# Polaris Predator 90 help



## Cedar Swamp (Oct 8, 2004)

After it warms up, it sputters and has fuel spitting from carb.
Anyone have any idea what the problem may be and the estimated cost for repair ?


----------



## CAMODIAK (Jun 19, 2006)

Your Floats Are Sticking. On The Bottom Of Your Carb Or The Side, There Should Be A Screw. Unscrew That, Let The Gas Drain Out Of The Bowl. Open Up The Fuel Cock And Let Some More Gas Drain Threw. Place A Napkin Under The Carb Also. This Way You Can See The Gunk That May Come Out. Sometimes This Is Just A Short Term Fix. You May Need To Take Carb Off And Do A Good Cleaning.
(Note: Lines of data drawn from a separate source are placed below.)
PR #940, opened 2017-01-18
db_text: implement fetch and memory constraints

lazedo:
when dealing with large db_text files, pkg_memory is not suitable for
operating the database.

implementing fetch allows modules like presence & registrar & usrloc
to query large tables without constraints on pkg_memory.

creates tmp tables in shared memory for query results

### DIFF
--- a/modules/db_text/dbt_api.c
+++ b/modules/db_text/dbt_api.c
@@ -39,7 +39,7 @@ int dbt_use_table(db1_con_t* _h, const str* _t)
 /*
  * Get and convert columns from a result
  */
-static int dbt_get_columns(db1_res_t* _r, dbt_result_p _dres)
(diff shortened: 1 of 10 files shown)


lazedo:
this pull requests represents a changing behaviour and in principle shouldn't be in 4.4, but db_text is unusable in 4.4 with large db_text files, so i consider this as a fix for the stable branch

miconda:
For clarification: with new features we mainly refer to new functions/parameters to configuration file or rpc commands as well as how the configuration file is interpreted. Reworking a part of code in a module is not always a new feature, to be discussed from case to case, evaluating the impact on the other modules.

I understand where the problem is with large dbtext tables + pkg memory and that this can be a fix. I am fine with merging and backporting.

lazedo:
@miconda awesome! thank you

This Most Likely Came From A Dirty Air Filter/gas Filter.


----------



## zucpet (Apr 28, 2007)

I agree with camo, its a carb problem. i have a 02 90 sportsman had same problems took apart carbs and cleaned realy good it runs like a champ. just take your time and look at all parts for wear if you need parts breakdown go to any polaris dealers website and look under oem parts they have the breakdowns and part #good luck,pete


----------



## CAMODIAK (Jun 19, 2006)

AT ONE POINT IN TIME, AN OLD YAMAHA WARRIOR I HAD HAD GOTTEN SOME SAND IN THE CARB FROM THE DUNES. I DID THIS LITTLE TRICK ONLY TO HAVE SOME GUNK COME OUT BUT STILL LEAKED. UPON REMOVAL OF THE CARB AND LOOKING AT IT CLOSELY, I FOUND THE PROBLEM. A PIECE OD SAND GOT WEDGED UP IN THE FLOAT NEEDLE AND ACTUALLY "DENTED" THE RUBBER NIPPLE, THUS ALLOWING THE GAS TO NEVER STOP RUNNING DOWN INTO THE BOWL AND OVERFLOWING:yikes:


----------



## Cedar Swamp (Oct 8, 2004)

I will give it a shot...Thanks for your help


----------